◆ Description of the task ◆
The line with "The critical path", the line with "handles 2,3,4 from", and all lines between them in the material below: return these exactly, and no others.

[[ Record excerpts open ]]

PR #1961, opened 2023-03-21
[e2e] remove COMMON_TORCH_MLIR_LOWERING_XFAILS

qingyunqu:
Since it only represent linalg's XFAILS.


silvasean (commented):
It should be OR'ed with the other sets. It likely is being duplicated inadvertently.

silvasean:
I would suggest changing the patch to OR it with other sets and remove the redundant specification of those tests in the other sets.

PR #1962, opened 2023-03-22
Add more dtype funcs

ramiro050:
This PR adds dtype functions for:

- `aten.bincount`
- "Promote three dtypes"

[[ Record excerpts closed ]]
[[ Record excerpts open ]]

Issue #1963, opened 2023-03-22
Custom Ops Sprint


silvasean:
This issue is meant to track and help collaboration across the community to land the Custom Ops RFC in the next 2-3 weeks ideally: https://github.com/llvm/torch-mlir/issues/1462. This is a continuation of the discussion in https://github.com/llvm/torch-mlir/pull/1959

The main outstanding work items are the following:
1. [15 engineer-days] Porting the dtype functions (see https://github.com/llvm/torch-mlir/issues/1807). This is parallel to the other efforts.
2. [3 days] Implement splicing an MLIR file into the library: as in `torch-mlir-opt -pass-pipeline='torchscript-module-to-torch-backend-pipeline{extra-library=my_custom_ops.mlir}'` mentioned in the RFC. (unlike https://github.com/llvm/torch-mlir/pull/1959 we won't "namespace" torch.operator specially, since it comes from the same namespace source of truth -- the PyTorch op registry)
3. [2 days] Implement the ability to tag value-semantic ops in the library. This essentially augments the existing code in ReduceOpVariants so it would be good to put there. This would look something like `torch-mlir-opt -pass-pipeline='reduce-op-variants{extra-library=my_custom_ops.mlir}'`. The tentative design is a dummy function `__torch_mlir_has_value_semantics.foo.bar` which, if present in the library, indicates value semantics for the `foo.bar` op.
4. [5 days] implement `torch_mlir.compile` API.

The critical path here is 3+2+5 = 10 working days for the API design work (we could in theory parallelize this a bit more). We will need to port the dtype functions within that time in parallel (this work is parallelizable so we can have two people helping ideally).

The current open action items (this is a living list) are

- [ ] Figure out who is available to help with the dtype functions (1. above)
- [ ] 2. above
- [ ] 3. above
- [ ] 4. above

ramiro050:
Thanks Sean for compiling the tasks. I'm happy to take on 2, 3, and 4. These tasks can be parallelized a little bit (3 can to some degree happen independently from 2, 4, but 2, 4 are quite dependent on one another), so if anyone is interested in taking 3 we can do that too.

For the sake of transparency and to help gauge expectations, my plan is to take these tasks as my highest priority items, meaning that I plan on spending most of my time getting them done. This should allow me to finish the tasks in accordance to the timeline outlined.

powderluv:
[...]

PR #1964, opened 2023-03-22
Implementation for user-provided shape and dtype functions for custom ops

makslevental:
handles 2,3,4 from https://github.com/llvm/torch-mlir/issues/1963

[[ Record excerpts closed ]]
[[ Record excerpts open ]]

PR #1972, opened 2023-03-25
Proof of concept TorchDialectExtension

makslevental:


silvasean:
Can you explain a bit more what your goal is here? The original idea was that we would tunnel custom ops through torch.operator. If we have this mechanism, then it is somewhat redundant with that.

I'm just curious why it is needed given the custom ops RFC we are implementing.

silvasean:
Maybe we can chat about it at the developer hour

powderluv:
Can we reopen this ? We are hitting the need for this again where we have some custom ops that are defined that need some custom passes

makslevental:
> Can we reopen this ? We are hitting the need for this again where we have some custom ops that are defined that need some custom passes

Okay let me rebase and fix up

[[ Record excerpts closed ]]

◆ Answer area ◆
The critical path here is 3+2+5 = 10 working days for the API design work (we could in theory parallelize this a bit more). We will need to port the dtype functions within that time in parallel (this work is parallelizable so we can have two people helping ideally).

The current open action items (this is a living list) are

- [ ] Figure out who is available to help with the dtype functions (1. above)
- [ ] 2. above
- [ ] 3. above
- [ ] 4. above

ramiro050:
Thanks Sean for compiling the tasks. I'm happy to take on 2, 3, and 4. These tasks can be parallelized a little bit (3 can to some degree happen independently from 2, 4, but 2, 4 are quite dependent on one another), so if anyone is interested in taking 3 we can do that too.

For the sake of transparency and to help gauge expectations, my plan is to take these tasks as my highest priority items, meaning that I plan on spending most of my time getting them done. This should allow me to finish the tasks in accordance to the timeline outlined.

powderluv:
[...]

PR #1964, opened 2023-03-22
Implementation for user-provided shape and dtype functions for custom ops

makslevental:
handles 2,3,4 from https://github.com/llvm/torch-mlir/issues/1963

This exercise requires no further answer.